Saved entries
****************
PR #566, opened 2020-05-19
Add 'get filenames matching regex' method to SFTPClient

### LINKED ISSUE #565: Extend SFTPClient to take regex-filenames

### What?
- The SFTPClient is currently only able retrieve files from exact and complete file paths.
- The client should be able to take a directory path + filename regex and return a list of files which match the regex.

### Where?
`utils/clients/sftp_client.py`

### How?
- In implementing the plot handler, we discovered a need for this functionality extension.

- Ensure the client can return a list of files matching a given regex.

JEThompson97:
### Summary of work
- This PR adds a `get_filenames` method to `sftp_client` which returns a list of filenames within a given SFTP-server directory which match a given regex
- It additionally refactors server path checking into it's own method (since it is now used across `retrieve` and this new method)
- Lastly, it changes parameter names for paths to be more explicit about the type of path expected (file or directory)
- **Note:** regex' must match the [python re lib specification](https://docs.python.org/2/library/re.html)

### How to test your work
- Check that `get_filenames` returns a list of filenames which match the given regex

Fixes #565

### DIFF
--- a/utils/clients/sftp_client.py
+++ b/utils/clients/sftp_client.py
@@ -9,6 +9,8 @@ Client class for retrieving files via SFTP from servers (e.g. CEPH)
 """
 import os.path
 import logging
+import re
+
 import pysftp
 from utils.clients.abstract_client import AbstractClient
 from utils.clients.connection_exception import ConnectionException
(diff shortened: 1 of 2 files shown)


ElliotAOram:
This looks good to me, I think it fulfils all the criteria we discussed 👍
****************
> **WHAT YOU NEED TO DO**
Extract, exactly, the lines above that begin at the line containing "- This PR adds" and end at the final line of the records; add no other text.

> **ANSWER FOR THE TASK**
- This PR adds a `get_filenames` method to `sftp_client` which returns a list of filenames within a given SFTP-server directory which match a given regex
- It additionally refactors server path checking into it's own method (since it is now used across `retrieve` and this new method)
- Lastly, it changes parameter names for paths to be more explicit about the type of path expected (file or directory)
- **Note:** regex' must match the [python re lib specification](https://docs.python.org/2/library/re.html)

### How to test your work
- Check that `get_filenames` returns a list of filenames which match the given regex

Fixes #565

### DIFF
--- a/utils/clients/sftp_client.py
+++ b/utils/clients/sftp_client.py
@@ -9,6 +9,8 @@ Client class for retrieving files via SFTP from servers (e.g. CEPH)
 """
 import os.path
 import logging
+import re
+
 import pysftp
 from utils.clients.abstract_client import AbstractClient
 from utils.clients.connection_exception import ConnectionException
(diff shortened: 1 of 2 files shown)


ElliotAOram:
This looks good to me, I think it fulfils all the criteria we discussed 👍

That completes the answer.